Try it:
Output only the lines below from the one containing "to save back" to the one containing "--- a/sprout/core/edit_package_properties.py", exactly as written, both ends kept.

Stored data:

[Start of section]

PR #790, opened 2024-10-16
feat: :sparkles: add `edit_package_properties()`

### LINKED ISSUE #715: Create and test `edit_package_properties()`
Signature: `edit_package_properties(path: Path, properties: json/dict) -> json/dict:`

Context: See diagram in the [Core Python functions](https://sprout.seedcase-project.org/docs/design/implementation/python-functions) post. 

Depends on:

- [x] #711 
- [x] #713 
- [x] #712

martonvago:
## Description

This adds the `edit_package_properties()` function.

Closes #715 

## Checklist

- [x] Added or updated tests
- [x] Tests passed locally
- [x] Build passed locally
- [x] Updated documentation

### DIFF
--- a/docs/design/implementation/python-functions.qmd
+++ b/docs/design/implementation/python-functions.qmd
@@ -103,19 +103,7 @@ fig-alt="A Plant UML schematic of the detailed code flow within the `create_pack
 ::: {.callout-note collapse="true"}
 ### `edit_package_properties(path, properties)`
 
-Because there already exists an empty `datapackage.json` file, we use
-this function to fill in the properties file with details specific to
-the package. We update the properties file by using the `properties`
-argument and giving it the `PackageProperties` object. See the help
-documentation of `PackageProperties` to know what should or needs to be
-added to the `datapackage.json` file. Use `path_properties()` to provide
-the correct path location. Outputs a JSON object only. Use
-`write_package_properties()` to save back to the `datapackage.json`
-file.
-
-Whenever you need to edit the `datapackage.json` properties, this is the
-function you will use again. It only edits metadata on the package
-itself, not on the data resources contained within the package.
+See the help documentation with `help(edit_package_properties())` for more details.
 
 ![Diagram showing the internal function flow of the
 `edit_package_properties()`
--- a/sprout/core/edit_package_properties.py
+++ b/sprout/core/edit_package_properties.py
@@ -16,21 +16,21 @@ def edit_package_properties(path: Path, properties: dict) -> dict:
     """Edits the properties of an existing package.
 
     Use this any time you want to edit the package's properties and particularly
-    after using `create_package_structure()`.  Because
+    after using `create_package_structure()`. Because
     `create_package_structure()` also creates an empty `datapackage.json` file,
-    you would use `edit_package_properties()` to fill in the properties file with
+    `edit_package_properties()` is used to fill in the properties file with
     details specific for the package.
 
     When you need to edit the `datapackage.json` properties, use this function
-    to ensure the properties are correctly structured and written.  It only
-    edits metadata on the package itself, not on the data resources contained
+    to ensure the properties are correctly structured and written. It only
+    edits the properties of the package itself, not on the data resources contained
     within the package.
 
-    Any value you give in `properties` will overwrite any preexisting values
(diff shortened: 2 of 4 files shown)


docs/design/implementation/python-functions.qmd
```diff
@@ -103,19 +103,7 @@ fig-alt="A Plant UML schematic of the detailed code flow within the `create_pack
 ::: {.callout-note collapse="true"}
 ### `edit_package_properties(path, properties)`
 
-Because there already exists an empty `datapackage.json` file, we use
```
lwjohnst86, line 106: I moved this text over into the function docstring.

lwjohnst86 (dismissed):
Very nicely done!! :stars: I only moved the docs over into the docstring, otherwise, amazing!

tests/core/test_edit_package_properties.py
```diff
@@ -0,0 +1,69 @@
...
+def test_throws_error_if_properties_file_cannot_be_read(tmp_path, properties):
+    """Should throw JSONDecodeError if the properties file cannot be read as JSON."""
+    file_path = tmp_path / "datapackage.json"
+    file_path.write_text(",,, this is not, JSON")
+
+    with raises(JSONDecodeError):
+        edit_package_properties(file_path, properties)
+
+
+def test_throws_error_if_current_package_properties_malformed(tmp_path, properties):
```
signekb, line 56:
```suggestion
def test_throws_error_if_current_package_properties_are_malformed(tmp_path, properties):
```
? 🤷‍♀️

tests/core/test_edit_package_properties.py
```diff
@@ -0,0 +1,69 @@
...
+    """Should throw NotPropertiesError if the current package properties are
+    malformed."""
+    package_properties = PackageProperties(name="invalid name with spaces").asdict
+    path = write_json(package_properties, tmp_path / "datapackage.json")
+
+    with raises(NotPropertiesError):
+        edit_package_properties(path, properties)
+
+
+def test_throws_error_if_new_package_properties_incorrect(properties_path):
```
signekb, line 66:
```suggestion
def test_throws_error_if_new_package_properties_are_incorrect(properties_path):
```
? 🤷‍♀️

tests/core/test_edit_package_properties.py
```diff
@@ -0,0 +1,69 @@
...
+    """Should throw NotPropertiesError if the new package properties are incorrect."""
```
signekb, line 67: Just noticing the difference in wording here with "incorrect" vs "malformed" on e.g., L58 above. Do you mean something different with these two words or do you use them as synonyms? If the latter, maybe use the same word? :)

signekb (changes requested):
Once again: Super nice 🌟 
I have added some suggestions and comments.

sprout/core/edit_package_properties.py
```diff
@@ -0,0 +1,57 @@
...
+from sprout.core.verify_is_file import verify_is_file
+from sprout.core.verify_package_properties import (
+    verify_package_properties,
+)
+from sprout.core.verify_properties_are_well_formed import (
+    verify_properties_are_well_formed,
+)
+
+
+def edit_package_properties(path: Path, properties: dict) -> dict:
```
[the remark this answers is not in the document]
martonvago: Hmm, that takes the `package_id` as argument, right? Which we don't really know in advance.
(Also, I think that function is called `path_package_properties` now, I'll change that in the docstring.)

tests/core/test_edit_package_properties.py
martonvago: Don't mind either way, but I do have a tendency to drop the "to be" in function names.

tests/core/test_edit_package_properties.py
martonvago: I'm trying to use "malformed" as the opposite of "well-formed" (so something that violates `verify_properties_are_well_formed`) and "incorrect" as something that violates `verify_package_properties`. So I guess this makes "incorrect" a broader term. Properties that are malformed or incomplete are also incorrect, but properties that are incorrect are not necessarily both malformed and incomplete. But I make no claims of having been super consistent on this.

lwjohnst86 (approved):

[End of section]

Exercise answer:
-`write_package_properties()` to save back to the `datapackage.json`
-file.
-
-Whenever you need to edit the `datapackage.json` properties, this is the
-function you will use again. It only edits metadata on the package
-itself, not on the data resources contained within the package.
+See the help documentation with `help(edit_package_properties())` for more details.
 
 ![Diagram showing the internal function flow of the
 `edit_package_properties()`
--- a/sprout/core/edit_package_properties.py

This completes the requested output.